ABOUT THIS TASK:
Nothing but the data below, returned exactly, should appear in the answer.

Stored items
PR #932, opened 2023-05-23
Change huge-memory to large-memory

Crola1702:
This PR changes node labels, so we're using the same convention for the agents that have a lot of memory to run heavy jobs.


j-rivero (approved):
Great, thanks!

PR #935, opened 2023-05-23
Set GITHUB_ACTIONS environment variable to fix homebrew

azeey:
This is a workaround per @scpeters' suggestion to fix homebrew bottle creation broken by https://github.com/Homebrew/brew/pull/15465


azeey:
@scpeters , is there a way I can test this without merging?

j-rivero:
> @scpeters , is there a way I can test this without merging?

Probably not needed anymore, see https://github.com/Homebrew/brew/pull/15465#issuecomment-1560975707. Closing.

scpeters:
agreed; I think this isn't needed anymore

FINAL ANSWER:
PR #932, opened 2023-05-23
Change huge-memory to large-memory

Crola1702:
This PR changes node labels, so we're using the same convention for the agents that have a lot of memory to run heavy jobs.


j-rivero (approved):
Great, thanks!

PR #935, opened 2023-05-23
Set GITHUB_ACTIONS environment variable to fix homebrew

azeey:
This is a workaround per @scpeters' suggestion to fix homebrew bottle creation broken by https://github.com/Homebrew/brew/pull/15465


azeey:
@scpeters , is there a way I can test this without merging?

j-rivero:
> @scpeters , is there a way I can test this without merging?

Probably not needed anymore, see https://github.com/Homebrew/brew/pull/15465#issuecomment-1560975707. Closing.

scpeters:
agreed; I think this isn't needed anymore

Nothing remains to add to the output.